A close-up of the ridge line on the north side of Humbug Mountain. If you look down under the foliage, you can see the trees grow more or less straight up to that level, then simply torque over about 60 degrees or so. I'm sure if you had a well-insulated concrete bunker, with foot-thick bullet-proof glass, sitting out a storm here would be a wonderful experience. I suspect without those amenities, it would likely be one's final experience.
We're looking southward up Humbug Mountain here, from the bridge that carries Route 101 across Brush Creek. The rock here is Humbug Conglomerate, if I recollect. (Computer and wifi are being fussy right now, and I think the reference I typically fall back on for this area may be temporarily off-line, so I'll double check and correct later, if need be.) But for our first brief stop here, I wanted to show Dana the brute force that the coastal winds exert on the confers growing on the mountainside. Brush Creek has carved a minor canyon north of the mountain, one of the highest (if not the highest) rising directly from the coast in Oregon. This funnels the wind up the canyon, increasing its speed. Those trees show the effect of their frequent torment by coastal gales. Indeed, this section of road around Humbug Mountain takes its toll on travelers as well. Wind-caused accidents are not uncommon here, and during particularly severe storms, it's often simply closed as too dangerous to use.
The "port" at Port Orford consists of a high dock, with a pair of cranes to physically lift boats out of the water. It appears that there are a pair of boats queued up for their turn, but despite waiting in the chilly wind for some time, we didn't actually get to see the feat accomplished. At a certain point, despite sheltering behind a concrete wall/windbreak, it was just too frigid to wait any longer.
This is certainly an odd situation, and it's related (unsurprisingly, if you know me) to the geological setting of this area. The coast side of the Coast Range and Klamath Mountains get tremendous amounts of rain, so coastal streams and rivers tend to be common and closely spaced, with a significant river every 30 miles or so as one travels north or south. As a result, the drowned estuaries of these drainages make for excellent ports. The typical range for a fishing boat is 30 miles in a day- as much as 15 miles out and 15 miles back to port. But in this area, there isn't a large river and natural port. Bandon to Gold Beach, Oregon, is about 55 miles. This means without an "artificial" port such as this one at Port Orford, a fairly large segment of our rich coastal fishing would be inaccessible. Given that reality, the construction of this dock in a relatively sheltered cove makes good sense.

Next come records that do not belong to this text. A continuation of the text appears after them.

PR #71, opened 2022-04-19
Fix bug with many watchers

### LINKED ISSUE #70: Add test with multiple watchers in combination with the Qt scheduler

berendkleinhaneveld:
Closes #70.

There is a bug in the traverse code that is triggered when using many watchers (on the same data?). It seems that the traverse code skips objects that have been 'seen' before, but apparently this does not seem to work how we thought it would work...

Instead, when we simply traverse everything, then all the watchers are properly queued and triggered.

### DIFF
--- a/observ/scheduler.py
+++ b/observ/scheduler.py
@@ -71,7 +71,7 @@ class Scheduler:
             self.has.discard(watcher.id)
             watcher.run()
 
-            if self.detect_cycles:  # and watcher.id in self.has:
+            if self.detect_cycles:
                 self.circular[watcher.id] += 1
                 if self.circular[watcher.id] > 100:
                     raise RecursionError(
--- a/observ/watcher.py
+++ b/observ/watcher.py
@@ -76,14 +76,16 @@ def traverse(obj, seen=None):
     # traversal) is an option but way more expensive than just using a list
     if seen is None:
         seen = []
-    seen.append(obj)
+    # since proxies may be garbage collected during traversal, it's not safe to use
+    # them for tracking, so we try to unwrap proxies where possible
+    obj_unwrapped = getattr(obj, "target", obj)
+    seen.append(obj_unwrapped)
     for v in val_iter:
         if (
             isinstance(
                 v, (dict, DictProxyBase, list, ListProxyBase, set, SetProxyBase, tuple)
             )
-            and v not in seen
-        ):
+        ) and getattr(v, "target", v) not in seen:
             traverse(v)
 
 
--- a/observ/watcher.py
+++ b/observ/watcher.py
@@ -78,8 +78,7 @@ def traverse(obj, seen=None):
         seen = []
     # since proxies may be garbage collected during traversal, it's not safe to use
     # them for tracking, so we try to unwrap proxies where possible
-    obj_unwrapped = getattr(obj, "target", obj)
-    seen.append(obj_unwrapped)
+    seen.append(getattr(obj, "target", obj))
     for v in val_iter:
         if (
             isinstance(
--- a/observ/watcher.py
+++ b/observ/watcher.py
@@ -72,7 +72,9 @@ def _traverse(obj, seen: set):
     else:
         return
     for v in val_iter:
-        if isinstance(v, Container) and id(v) not in seen:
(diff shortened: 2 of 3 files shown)


Korijn:
Well, first of all, this opens up the possibility of an infinite recursion cycle, no?

```py
a = {}
b = {}
a["b"] = b
b["a"] = a
```

And, other than that, I don't understand why this fixes the problem. It's not like the different objects contained in the state can have the same id, right?

berendkleinhaneveld:
Let me start by saying that I am probably as confused as you are. I also know that infinite recursion would be a problem, but I guess we could try and solve that in some other way (like how we count cycles in `scheduler.flush`)?

I am just not sure that we understand `id()` well enough in this context. It might also have to do something with the recursive nature of the `watcher.get` function.

Btw: if you want to investigate yourself, you can change the number from 100 to 3 in the test (and revert the changes to `traverse`, you should be able to reliably trigger the problem. The weird thing is that the number of watchers that do get called is not stable: it fluctuates between 0 and 2 (when you change the amount of watchers to 3). This is what confuses me the most :/

Korijn:
I'll give it a try right now.

Korijn:
> Let me start by saying that I am probably as confused as you are. I also know that infinite recursion would be a problem, but I guess we could try and solve that in some other way (like how we count cycles in `scheduler.flush`)?

The scheduler.flush method is feasible because it can index watchers by id. I thought about just tracking the recursion depth, but that wouldn't provide any advantage over the recursion error Python would already trigger on its own.

That's when I realized, we're not doing this just to detect cycles, we're doing this to actually _support_ traversal (and thereby watching) of datastructures with cycles.

> I am just not sure that we understand `id()` well enough in this context. It might also have to do something with the recursive nature of the `watcher.get` function.

Well, there is a gotcha with `id()`, from the docs: "Two objects with non-overlapping lifetimes may have the same `id()` value." So we _must_ be falling into that trap here. From that I am going to guess that our proxies are being garbage collected and recreated. This makes sense to me and explains your observations!

---

Anyway: I think I have fixed the problem by reintroducing `seen`, but with a list.

I'm wondering if it would be safer to unwrap proxies during traversal (grabbing `proxy.target`).

Korijn:
> Let me start by saying that I am probably as confused as you are. I also know that infinite recursion would be a problem, but I guess we could try and solve that in some other way (like how we count cycles in `scheduler.flush`)?

The scheduler.flush method is feasible because it can index watchers by id. I thought about just tracking the recursion depth, but that wouldn't provide any advantage over the recursion error Python would already trigger on its own.

That's when I realized, we're not doing this just to detect cycles, we're doing this to actually _support_ traversal (and thereby watching) of datastructures with cycles.

> I am just not sure that we understand `id()` well enough in this context. It might also have to do something with the recursive nature of the `watcher.get` function.

Well, there is a gotcha with `id()`, from the docs: "Two objects with non-overlapping lifetimes may have the same `id()` value." So we _must_ be falling into that trap here. From that I am going to guess that our proxies are being garbage collected and recreated. This makes sense to me and explains your observations!

---

Anyway: I think I have fixed the problem by reintroducing `seen`, but with a list.

Korijn:
> I'm wondering if it would be safer to unwrap proxies during traversal (grabbing `proxy.target`).

I'm pretty sure it is, by the logic above. Added that, tests still seem to pass!

Korijn:
I was fooling myself, forgot to pass seen down the recursion. Still works though, thankfully :) Also tried to test with much larger (10k) and much smaller (3) amounts of watchers.

Korijn:
Ah, I just realized, unwrapping is not needed. By tracking proxies in the seen list, they cannot be garbage collected during traversal! You can go ahead and merge this now :)

berendkleinhaneveld:
> Well, there is a gotcha with `id()`, from the docs: "Two objects with non-overlapping lifetimes may have the same `id()` value." So we _must_ be falling into that trap here. From that I am going to guess that our proxies are being garbage collected and recreated. This makes sense to me and explains your observations!

Aha! That's good to know!

Good idea to track the objects themselves instead of their ids.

Looking south from Port Orford to Humbug Mountain, which is cut off in the low clouds. The abundant sea stacks of the southern Oregon coast are apparent here. Port Orford is uniquie in Oregon in that there isn't actually a "port." As we'll see tomorrow, there is instead a dock with cranes.
A benchmark/survey marker at our stop along Cape Blanco Highway. I grew up under the impression that benchmarks were supposed to have their elevations imprinted on them, but at least in Oregon, few do. The ones that do appear to be older. I'm guessing the lower "1988" on the one pictured above was the year it was placed, so it's pretty recent.
Calcite (CaCO3) is easily identifiable in a number of ways. Its softness is distinctive; at a hardness of three, it scratches easily. It famously bubbles when you put a drop of acid on it, though I have only rarely carried acid with me for testing. The places and minerological environments in which it occurs are broad, but can be helpful. Its color is highly variable, but tends to be on the white/pastel end of things. Its rhombohedral cleavage is very distinct, and frequently a dead give-away, as are its variety of crystal forms. But the photo above shows the feature that, in practice, is the one that is most often the visual cue that brings up my hammer for a quick scratch test for confirmation: striated weathering. My understanding is that this is related to the mineral's perfect cleavage and relatively high solubility in water. Cleavage is the result of planar arrangements of atoms that are more strongly bonded within planes, but less strongly bonded across planes. As a result, between those planes is the easiest place for the mineral to split. In the case of calcite, this means it's also the easiest place for its ions to go into solution. So if calcite grains of a size large enough to be visible have been sitting out in the weather for a significant amount of time, they will generally show the linear etching- striations- seen in the sample above.